Your assignment: The reply should hold only the lines below from the one with "remove alerts and" to the end, each copied exactly.

Data for processing:

PR #2884, opened 2021-05-26
remove alerts and redundant content, light copyedits

Bradamant3:
### Review

@lena-larionova 

### Summary

Clean up Mesh install content for usability:

- removed all alerts
- also removed redundant content about needing a license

Written solution:
remove alerts and redundant content, light copyedits

Bradamant3:
### Review

@lena-larionova 

### Summary

Clean up Mesh install content for usability:

- removed all alerts
- also removed redundant content about needing a license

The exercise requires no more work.